In recent years, film photography has made a bit of a comeback. I think this is partially due to some photographers getting bored with digital and looking for new challenges, but the main reason I hear again and again is that there’s just nothing quite like film. The image quality and color produced are the result of chemical development processes that are incredibly difficult to replicate using digital methods. There are entire post-production companies dedicated to replicating the look of film using digital images! That’s how much photographers long for that authentic film look. This trend towards loving the look of film has grown quite a bit in the photography world, and it got me curious. I have been following a few photographers on Instagram who either shot everything using film, or were hybrid shooters (some film, some digital) and I’ve been so impressed by their images. They are just stunning!
Out of nowhere, I decided to give film a try. It was slightly spur of the moment, but it had been in the back of my mind for a while. In college, I had taken a film black and white photography course, shooting on a 35 mm Pentax. My husband has an old Pentax K1000 that I thought I might mess around with, but what I really wanted to jump into was medium format film shooting. The difference between medium format and 35mm is the size (and therefore, quality) of the image – medium format is bigger. I knew if I wanted to shoot film for weddings or client sessions, I would want higher quality, so I started researching my medium format options.

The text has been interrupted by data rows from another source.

PR #314, opened 2020-07-22
Update wording of the serverOffline message.

KZeni:
The serverOffline message was being shown even though the site was online & working perfectly fine while it was an issue with the client's connection (while they weren't necessarily considered offline.) As such, it should mention both possibilities so people don't instantly blame the website when that might not be the cause for the issue.

### DIFF
--- a/wp-includes/template.php
+++ b/wp-includes/template.php
@@ -144,7 +144,7 @@ function wp_service_worker_get_error_messages() {
 		'wp_service_worker_error_messages',
 		array(
 			'clientOffline' => __( 'It seems you are offline. Please check your internet connection and try again.', 'pwa' ),
-			'serverOffline' => __( 'The server appears to be down. Please try again later.', 'pwa' ),
+			'serverOffline' => __( 'The server appears to be down, or your connection isn\'t working as expected. Please try again later.', 'pwa' ),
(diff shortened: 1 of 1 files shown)


westonruter:
Thanks for.the PR. We tried to detect whether the user was offline in https://github.com/GoogleChromeLabs/pwa-wp/pull/190 and serve a `clientOffline` message in that case. Nevertheless, `navigator.onLine` is limited in it's effectiveness, such as to handle Lie-Fi scenarios. Is this what you experienced?

KZeni:
I can't say for certain. I was forwarded a screenshot from a client where it was giving this message even though the site was verifiably still online & working properly for others.

westonruter:
Were they able to access other websites successfully? Just wondering if we can also improve the Lie-Fi detection. 

Can you inquire if they were trying to access the site and the request took a long time until finally it failed? One thing I want to explore is make use of service worker timeouts to short-circuit requests in these cases.

At the very least, it's true that the current `onLine` detection is not robust so your change makes sense.

westonruter (approved):

KZeni:
It appears they were having issues with other sites, based on their screenshot. I'll let you know if I hear any further details back.

Thanks for merging 👍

My first bit of research led me to asking a few photographer friends about their film gear of choice, and then ultimately to a few film photographer Facebook groups. I asked some questions and did a little digging around, and ultimately settled on shooting with the Pentax 645n and 75mm AF lens. I had originally been planning to try out the Contax system since it is so highly recommended by wedding photographers, but it’s no longer in production, and due to increasing demand, purchasing the gear on eBay put it out of my budget! Plus, I have a soft spot for Pentax since it’s what I started my photography journey using, so my decision was made. I found a used set of gear on eBay and from another photographer and found myself eagerly awaiting their arrival along with my first rolls of film. I was so so excited, but also nervous!

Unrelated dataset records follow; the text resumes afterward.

PR #325, opened 2020-08-28
Avoid constructing asset versions with HTML entities in context of SW

westonruter:
Follow up on #317.

I realized that in the context of the service worker, the `&amp;` here should be changed to just `&` since the resulting URL will not be output to HTML for the browser to decode `&amp;` back to `&`.


ethitter (approved):
👍 

Good catch!

PR #326, opened 2020-08-29
Use application/javascript as content-type instead of text/javascript

### LINKED ISSUE #292: Use application/javascript instead of obsolete text/javascript for Content-Type
Apparently `text/javascript` is obsolete and should now be `application/javascript`. So this should be changed:

https://github.com/GoogleChromeLabs/pwa-wp/blob/943de6d0eba49e2814bdc66564e324c7b4c233ac/wp-includes/class-wp-service-workers.php#L116

westonruter:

Now that I’m a month into my film adventure, I can say without a doubt that I love it! I haven’t shot very many rolls yet, because I still want to be confident I can deliver consistent results to my clients, and therefore I’m mostly shooting digital with a few frames of film thrown in for fun here and there. But when I do shoot film, it’s sort of like the build up to Christmas morning. You know it’s going to be good, but you’re not quite sure exactly what to expect! There’s always a bit of hopefulness after I click the shutter 🙂
When I got my first scans back from the lab (I use the Find Lab) from my first 3 rolls, I was ecstatic! Frankly, some of the images absolutely sucked. The exposure was all wrong or I had botched the focus completely (which turned out to be an issue for about half a roll of film…bummer!) But some of the images were fabulous! And that just made me want to shoot more. And more…and more. It’s totally addictive!

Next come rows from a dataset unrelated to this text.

PR #330, opened 2020-09-07
Add X-Robots-Tag to service worker response for good measure

### LINKED ISSUE #300: PWA 'pages' should set meta robots indexing directives
Requests which return service worker 'pages' or content - like `example.com/?wp_service_worker=1`, `example.com/?wp_error_template=offline` and `example.com/?wp_error_template=500` (and any other/similar responses) - should indicate that they shouldn't be indexed by search engines or social media.

This can be achieved by returning an `x-robots-tag` HTTP header with such responses, with a value of `noindex, follow`.

westonruter:
Fixes #300


jonoalderson (approved):
Awesome!

PR #389, opened 2021-05-25
Bump libcore version

gagbo:
Maybe will fix the random end sync hangs ?


twilgenbus-ledger:
Closed to update to even latest version.

PR #399, opened 2021-06-11
Fix operations pagination

twilgenbus-ledger:


gagbo (approved):
Thanks for that, if you want to see what was missing tests-wise you can check the commit history on that branch.

We'll see later whether we merge it now or for a later version.

Happy vacation :)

Here’s just a few film and digital images from my last wedding of 2015, and one of my recent senior shoots just so you can see – I love it! For all of these comparisons, the digital is on the left, and the film is on the right.
All of these film shots from Rylee’s session have not had any skin retouching, whereas the digital ones have had a bit of retouching done already. The biggest difference I see is just the color – I love the color in the film images!
All film images were shot using my Pentax 645n and 75mm AF lens, with Fuji Pro 400H film developed by the Find Lab. All the digital images were shot using my Nikon gear (either D750 or D800, and most likely my 85mm f1.4 or 70-200mm f2.8).
One thing I didn’t really know when I started shooting film is that even though many scans you receive back are perfectly fine as is, most film scans still need a bit of editing using Lightroom. I had no idea! My first set of scans were a tad flat (partially because I wasn’t shooting overexposed quite enough) so they needed a fair amount of work. As I continue to learn and tweak how I shoot with film, I think my editing time will be cut down quite a bit!
I’m hoping to continue incorporating film into my weddings and portrait shoots. I don’t plan to abandon digital completely, but I’d love to do a few all-film shoots for sure 🙂 I can’t wait to do more!